Coxeter groups are generalisations of reflection group on the sphere or in the Euclidean space. My first direction is to study the combinatorics of Coxeter groups. I plan to prove the Twist Conjecture proposed by Bernhard Muehlherr as a hypothetical solution to the Isomorphism Problem for Coxeter groups. Twist Conjecture predicts that different Coxeter generating sets are related by a sequence of twists. A twist is a partial conjugation of the Coxeter generating set by a longest element in a finite subgroup. I also plan to prove biautomaticity of Coxeter groups, saying that that there is particular system of paths on the group. The strategy is to show first that Coxeter groups act geometrically on weakly modular graphs - a far reaching common generalization of the 1-skeleta of systolic and CAT(0) cubical complexes. The second step will be to prove that groups acting geometrically on weakly modular graphs are biautomatic. The second direction is to study the Tits Alternative for various nonpositively curved groups, saying that finitely generated subgroups contain a non-abelian free group or are virtually solvable. I plan to do it first for systolic groups, and next for 2-dimensional Artin groups and for Artin groups of FC type. Finally I want to use the CAT(0) space for the tame automorphism group for k^3 to solve the Tits Alternative also in that context. Finally, I want to study arc and curve systems on surfaces, and acute triangulations of polyhedra.

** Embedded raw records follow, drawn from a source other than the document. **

PR #967, opened 2024-04-09
refactor: move block building code to proposer.

mpaulucci:
**Motivation**
Consolidating all block proposing code into the Proposer module

### DIFF
--- a/lib/lambda_ethereum_consensus/validator/build_block_request.ex
+++ b/lib/lambda_ethereum_consensus/validator/build_block_request.ex
@@ -14,9 +14,7 @@ defmodule LambdaEthereumConsensus.Validator.BuildBlockRequest do
     attester_slashings: [],
     attestations: [],
     voluntary_exits: [],
-    bls_to_execution_changes: [],
-    eth1_data: nil,
-    execution_payload: nil
+    bls_to_execution_changes: []
   ]
 
   @enforce_keys enforced_keys
--- a/lib/lambda_ethereum_consensus/validator/build_block_request.ex
+++ b/lib/lambda_ethereum_consensus/validator/build_block_request.ex
@@ -1,4 +1,4 @@
-defmodule LambdaEthereumConsensus.Validator.BlockRequest do
+defmodule LambdaEthereumConsensus.Validator.BuildBlockRequest do
   @moduledoc """
   Struct that stores and validates data for block construction.
   Most of the data is already validated when computing the state
--- a/lib/lambda_ethereum_consensus/validator/proposer.ex
+++ b/lib/lambda_ethereum_consensus/validator/proposer.ex
@@ -175,8 +175,22 @@ defmodule LambdaEthereumConsensus.Validator.Proposer do
 
   defp fetch_eth1_data(slot, head_state) do
     case ExecutionChain.get_eth1_vote(slot) do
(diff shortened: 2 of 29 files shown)


lib/lambda_ethereum_consensus/validator/proposer.ex
```diff
@@ -2,17 +2,42 @@ defmodule LambdaEthereumConsensus.Validator.Proposer do
...
+           pre_state
+           |> StateTransition.process_slots(proposed_slot)
+           |> build_execution_block(parent_root) do
+      block_request =
+        request
+        |> Map.merge(fetch_operations_for_block())
+        |> Map.put(:eth1_data, fetch_eth1_data(proposed_slot, pre_state))
+        |> Map.put(:execution_payload, execution_payload)
+
+      construct_block(pre_state, block_request, request.privkey)
```
MegaRedHand, line 37: Since we already have the `privkey` in the `block_request`, we should drop it from the args.

MegaRedHand (approved):
Good idea! Left some minor comments. LGTM otherwise.

lib/lambda_ethereum_consensus/validator/build_block_request.ex
```diff
@@ -14,9 +14,7 @@ defmodule LambdaEthereumConsensus.Validator.BlockRequest do
     attester_slashings: [],
     attestations: [],
     voluntary_exits: [],
-    bls_to_execution_changes: [],
-    eth1_data: nil,
-    execution_payload: nil
```
MegaRedHand: I'm not sure about this change. It might become a parameter explosion in the future.

mpaulucci: Im not convinced about this argument, I would like to separate the arguments passed from the caller (which are customizable) and the ones generated internally.

test/unit/validator/block_builder_test.exs
```diff
@@ -30,21 +34,23 @@ defmodule Unit.Validator.ProposerTests do
...
-    {:ok, signed_block} = Proposer.construct_block(pre_state, block_request, privkey)
+    {:ok, signed_block} =
+      private(
+        BlockBuilder.construct_block(
+          pre_state,
+          block_request,
+          spec_block.message.body.execution_payload,
+          spec_block.message.body.eth1_data
+        )
+      )
```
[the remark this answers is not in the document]
mpaulucci: We could do that, but why are you against the current approach? In general I think we should avoid making functions that are inherently private to be public just because of unit tests (we can solve it with patch)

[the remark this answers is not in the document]
MegaRedHand: It's just that testing a private function _smells_, and I think that this function could be used in a _standalone_ fashion for building customized blocks (e.g. with external payload builders). But yeah, I'm probably getting ahead of myself, and we should leave this for a later refactor.

lib/lambda_ethereum_consensus/validator/build_block_request.ex
MegaRedHand: I'm not thinking of them as "internal", that's why (related to https://github.com/lambdaclass/lambda_ethereum_consensus/pull/967#discussion_r1559865377). Let's merge this PR and discuss this later if/when it becomes a problem.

Coxeter群是球面上或欧氏空间中反射群的推广。我的第一个方向是研究Coxeter群的组合学。我计划证明由伯恩哈德Muehlherr提出的扭曲猜想作为Coxeter群同构问题的假设解决方案。扭曲猜想预言不同的Coxeter生成集由一系列扭曲相关。扭曲是Coxeter生成集与有限子群中最长元素的部分共轭。我还打算证明Coxeter群的双自动性，即群上存在特定的路系。策略是首先证明Coxeter群在弱模图上的几何作用-这是收缩和CAT（0）立方复形的1-β的一个广泛的普遍推广。第二步是证明几何作用在弱模图上的群是双自动的。第二个方向是研究各种非正曲群的Tits Alternative，即非正曲群生成的子群包含一个非阿贝尔自由群或实际上是可解的。我计划首先对收缩期组进行，然后对二维Artin组和FC型Artin组进行。最后，我想使用CAT（0）空间来表示k^3的驯服自同构群，以解决同样在这种情况下的山雀替代问题。最后，我想学习曲面上的圆弧和曲线系统，以及多面体的锐角三角剖分。